▶ [What the task asks] The output should be every line below that includes the word "will".

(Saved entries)
**********
Issue #1745, opened 2021-08-19
Unable to compile debug version of AWS sdk on Windows using CMake generated solution files.


jorgen:
Confirm by changing [ ] to [x] below to ensure that it's a bug:
- [x ] I've gone though [Developer Guide](https://docs.aws.amazon.com/sdk-for-cpp/v1/developer-guide/welcome.html) and [API reference](http://sdk.amazonaws.com/cpp/api/LATEST/index.html)
- [x ] I've searched for [previous similar issues](https://github.com/aws/aws-sdk-cpp/issues) and didn't find any solution
  
If I generate a Visual Studio Solution and try and build it will stop with the error:
6>Building Custom Rule C:/Projects/aws-cpp-sdk-1.9.83/crt/aws-crt-cpp/crt/aws-checksums/CMakeLists.txt
5>cl : command line error D8016: '/O2' and '/RTC1' command-line options are incompatible

When inspecting some of the sub-projects in aws-crt-cpp it seems like they end up having O2 set for the Debug build. This is incompatible with some of the other debug flags.

This does not happen if I clone the relevant sub-projects and build them directly.

**SDK version number**
1.9.45 -> 1.9.83

**Platform/OS/Hardware/Device**
Windows 10

**To Reproduce (observed behavior)**
Generate a Visual Studio solution and build debug.

KaibaLopez:
Hi @jorgen ,
I'm a bit lost trying to reproduce this, you say this happens on Debug build, does that mean that for you it worked on Release? Can you walk me through how you build the SDK (git command & cmake command)? 
And kind of a shot in the dark here but, did you include the submodules in your clone command?

jorgen:
git pull --recursive. I have checked out the 5aa7d65f7f75225d7b7f884626d2754a912d0b8b commit since it is tagged with 1.9.83.
I use cmake-gui to generate a Visual Studio 19 solution (Win64 is the default architecture) . If you open the solution and build a debug build you will see that the build fails because of incompatible compiler flags. The release config builds fine.

KaibaLopez:
Can you check on the cmake-gui select the build binaries folder you've built it on, and see what the attribute `DCMAKE_BUILD_TYPE` is? 
By default it would be Release and that would explain this errors can you verify?

jorgen:
Ah! I understand whats going on! I have created a merge-request: #1748

KaibaLopez:
[...]

PR #1748, opened 2021-08-20
Fix multiconfig generators not working by forcing single build type

jorgen:
*Issue #1745

By setting the cache variable CMAKE_BUILD_TYPE multi config generators such as the Visual Studio Solution generator are unable to produce more than one build configuration, leading to unexpected build failures. Setting this CMAKE_ variable is a regression from the 1.8.x series.

Our build scripts just did a cmake and then used cmake --build x --config y to build the two configurations. Its not a huge problem to fix on our end, but it forces developers that uses Visual Studio generated solutions to have two solutions.


jorgen:
A comment on this would be nice

KaibaLopez:
Hi @jorgen, 
This change has been merged, thank you for opening the PR, and sorry for the lack of response, it's something we need to improve in our repo.

PR #50, opened 2018-03-15
Add scroll position logic and animations to scroll on add/delete/focus

mgerring:


assets/js/WfModule.test.js
```diff
@@ -1,41 +1,39 @@
...
+  });
 
   it('Renders - dummy test only', () => {
-
-    expect(true).toBe(true);
-
-    // expect(wrapper).toMatchSnapshot();
-
-
+    expect(wrapper).toMatchSnapshot();
```
jstray: Set focusModule to jest.fn(), use mount() to get lifecycle methods called, check that setFocus was called once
**********
▶ [Answer to the problem]
If I generate a Visual Studio Solution and try and build it will stop with the error:
I use cmake-gui to generate a Visual Studio 19 solution (Win64 is the default architecture) . If you open the solution and build a debug build you will see that the build fails because of incompatible compiler flags. The release config builds fine.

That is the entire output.